* [Your assignment]:
Filter the entries, keeping every line with the word "const".
[Data section]
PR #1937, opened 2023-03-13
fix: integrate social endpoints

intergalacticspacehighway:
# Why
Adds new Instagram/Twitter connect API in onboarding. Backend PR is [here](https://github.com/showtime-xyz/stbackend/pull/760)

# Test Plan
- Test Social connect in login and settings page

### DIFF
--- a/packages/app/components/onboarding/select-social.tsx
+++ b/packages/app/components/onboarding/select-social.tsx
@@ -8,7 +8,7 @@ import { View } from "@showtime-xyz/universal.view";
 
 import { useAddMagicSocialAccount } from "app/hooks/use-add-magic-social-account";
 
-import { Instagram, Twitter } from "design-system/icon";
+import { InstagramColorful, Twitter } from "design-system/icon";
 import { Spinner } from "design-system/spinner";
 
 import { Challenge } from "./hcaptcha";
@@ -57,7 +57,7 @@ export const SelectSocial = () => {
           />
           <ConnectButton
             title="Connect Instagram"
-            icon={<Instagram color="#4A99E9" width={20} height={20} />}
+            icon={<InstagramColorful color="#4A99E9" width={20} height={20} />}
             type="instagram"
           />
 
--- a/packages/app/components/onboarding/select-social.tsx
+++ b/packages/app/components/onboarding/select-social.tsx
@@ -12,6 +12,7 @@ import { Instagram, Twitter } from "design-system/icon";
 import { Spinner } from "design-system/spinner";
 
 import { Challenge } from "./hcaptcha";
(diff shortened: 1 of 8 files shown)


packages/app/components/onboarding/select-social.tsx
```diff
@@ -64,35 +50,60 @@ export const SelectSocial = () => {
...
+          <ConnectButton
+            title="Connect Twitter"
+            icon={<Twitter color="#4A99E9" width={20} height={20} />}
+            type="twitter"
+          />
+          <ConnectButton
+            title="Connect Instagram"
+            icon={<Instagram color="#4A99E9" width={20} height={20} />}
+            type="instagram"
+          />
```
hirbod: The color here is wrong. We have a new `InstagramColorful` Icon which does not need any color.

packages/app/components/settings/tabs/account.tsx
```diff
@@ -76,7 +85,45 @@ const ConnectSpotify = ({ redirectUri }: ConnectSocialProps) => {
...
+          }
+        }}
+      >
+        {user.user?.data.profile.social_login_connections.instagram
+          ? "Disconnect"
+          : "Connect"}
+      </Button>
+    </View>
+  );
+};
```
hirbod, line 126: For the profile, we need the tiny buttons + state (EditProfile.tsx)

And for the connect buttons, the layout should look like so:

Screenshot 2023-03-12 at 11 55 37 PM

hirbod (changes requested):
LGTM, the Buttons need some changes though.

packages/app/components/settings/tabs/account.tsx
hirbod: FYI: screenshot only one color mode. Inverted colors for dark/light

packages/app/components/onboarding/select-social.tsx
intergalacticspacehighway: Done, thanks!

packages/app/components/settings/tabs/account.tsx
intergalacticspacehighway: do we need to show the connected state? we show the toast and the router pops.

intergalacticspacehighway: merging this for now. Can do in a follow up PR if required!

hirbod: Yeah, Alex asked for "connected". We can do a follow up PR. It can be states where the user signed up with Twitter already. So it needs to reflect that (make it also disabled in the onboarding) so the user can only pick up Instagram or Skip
[/Data section]
[Data section]
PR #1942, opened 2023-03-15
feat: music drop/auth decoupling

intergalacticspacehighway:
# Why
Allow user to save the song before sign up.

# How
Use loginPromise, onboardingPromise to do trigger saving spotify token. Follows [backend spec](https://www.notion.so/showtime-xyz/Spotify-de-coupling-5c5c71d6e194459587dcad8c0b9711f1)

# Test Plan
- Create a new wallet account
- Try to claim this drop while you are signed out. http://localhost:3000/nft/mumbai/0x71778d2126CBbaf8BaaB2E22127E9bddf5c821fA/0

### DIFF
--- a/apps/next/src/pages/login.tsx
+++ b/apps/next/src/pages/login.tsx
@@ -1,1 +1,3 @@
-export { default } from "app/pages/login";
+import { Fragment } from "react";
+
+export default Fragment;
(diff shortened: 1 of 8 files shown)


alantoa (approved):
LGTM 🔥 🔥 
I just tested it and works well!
[/Data section]
[Data section]
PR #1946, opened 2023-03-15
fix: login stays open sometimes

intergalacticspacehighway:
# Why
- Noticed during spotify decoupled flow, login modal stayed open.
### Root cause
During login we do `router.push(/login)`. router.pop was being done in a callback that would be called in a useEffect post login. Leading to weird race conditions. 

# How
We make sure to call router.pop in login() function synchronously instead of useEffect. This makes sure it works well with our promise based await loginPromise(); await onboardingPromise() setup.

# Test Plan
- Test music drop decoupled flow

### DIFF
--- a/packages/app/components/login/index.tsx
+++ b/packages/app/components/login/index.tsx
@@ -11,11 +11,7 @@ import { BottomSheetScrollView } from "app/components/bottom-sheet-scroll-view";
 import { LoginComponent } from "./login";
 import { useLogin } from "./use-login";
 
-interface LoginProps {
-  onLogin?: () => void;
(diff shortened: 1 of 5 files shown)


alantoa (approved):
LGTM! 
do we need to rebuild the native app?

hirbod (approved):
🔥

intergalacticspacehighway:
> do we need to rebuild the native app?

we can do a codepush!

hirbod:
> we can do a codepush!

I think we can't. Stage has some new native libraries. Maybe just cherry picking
[/Data section]
* [Output for this task]:
@@ -57,7 +57,7 @@ export const SelectSocial = () => {
@@ -64,35 +50,60 @@ export const SelectSocial = () => {
@@ -76,7 +85,45 @@ const ConnectSpotify = ({ redirectUri }: ConnectSocialProps) => {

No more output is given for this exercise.